A recent study conducted by psychiatry students and roping in de-addiction experts pointed out that given the uncertainty and anxiety that have surrounded these unprecedented times, the context of overusing social media assumes far more importance than ever before. It uses the global context to conclude that it is imperative to differentiate between “addictive behaviour” and someone who is “extremely involved”, given the circumstances.
Similarly, a 2019 research paper on the psychology and dynamics behind social media use found that while problematic use of social media can be a dysfunctional way to cope with an overwhelming situation, using it in a healthy way can help a person feel less stressed and contribute to more positive mental well-being. In fact, research has also found that social media is also a form of accessible therapy for many, especially for those who can’t afford the exorbitant costs attached to professional therapy, by allowing people to express their problems and find their communities in a digital safe space.
“Many like to equate social media addiction with people wanting validation through likes or what they post. But they forget that social media addiction can also be about constantly checking your phone every few minutes for new updates,” Hvovi Bhagwagar, a Mumbai-based psychologist tells VICE. Bhagwagar agrees that given the meteoric rise in our screen times in 2020, it’s safe to assume that social media has emerged as a publicly acknowledged coping mechanism, one that has helped people feel hopeful and manage their massive stress. However, she adds, it probably isn’t the most effective way to deal with pandemic panic. “Spending a lot of time on social media is not healthy because it is the best version of a person’s life rather than a realistic one. It hands out hope, but the virtual world is not proof of what’s out there.”

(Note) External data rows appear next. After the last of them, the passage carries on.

PR #860, opened 2021-12-16
Fix carpet model rotations

cosmiccoincidence:
## Summary

Fixes an issue with some carpet X shapes being rotated incorrectly. This was only an issue on the carpets thus was not an adjacency connector issue but rather a problem with the model's rotation. Easy fix.

To confirm this was fixed you can simply use the map editor to make some carpets yourself.

## Pictures/Videos (optional)

Image of the issue:
Unity_VRuBx6nonx

## Changes to Files

Only had to rotate some X shapes in FancyCarpet.fbx


Seteron (approved):
LGTM.

PR #1291, opened 2023-10-29
Font fix

### LINKED ISSUE #1036: Make UI font size responsive
## Summary

Depending on the size of the game window, some letters tend to disappear or at least vastly change, which make the text "flickers" when resizing and depending on the size, some letters can almost disappear.

## Current Behavior

See how it looks at a given size : 

image

Now with barely stretching left to right, a few pixels : 

image

The letters look much wider on the second picture, it's particularly visible on the I letter.

That should not happen. It looks especially bad when the letters are small, to the point where it's not readable anymore.

iamteapot422:
Replace header and title fonts with the same but in SDFAA mode instead of SMOOTH. This will make labels with small font sizes a lot more readable.

Before:
firstfirst
firstsecond

After:
secondfirst
secondsecond

# Related issues/PRs 

Closes #1036


cosmiccoincidence:
Seems good to me. Will see if someone else will check the code quality though.

stilnat (commented):
looks good to me, need just a bit of testing

stilnat (approved):
works well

Bhagwagar says that while social media has helped us get through the uncertainty thrust upon us in the early months of lockdown, it has now contributed to increased feelings of FOMO-fuelled anxiety. “I’ve seen cases, especially with young people who live at home, feeling trapped and insecure after seeing people go out on social media. This pushes them to do risky things like sneak out, and compromises the transparency of their interactions,” she stressed. While there is not enough evidence about the long-term effects of social media on mental health, it’s well-documented that overdosing on it can lead to a lack of concentration, feelings of irritability, and a hit on performance and productivity.
However, it’s not all gloom and doom. According to Bhagwagar, the increased usage of social media can also help us navigate to a healthier relationship with it. “Unlike drug or alcohol addictions, social media doesn’t require complete withdrawal,” she explained. “There’s a definite need to cut down on usage time, even if through an app, but the best way to treat this addiction is to find ways to channel it in a productive or healthy way. If you can’t find something you’re passionate about to divert your mind, use the time you spend on social media to create stimulating content that can help you grow or help you financially by marketing products or brands. With social media, you can turn your addiction into an advantage.”
Or, like me, you can choose to channel your addiction into an article, and hope that it helps the people who find it on their social media feeds.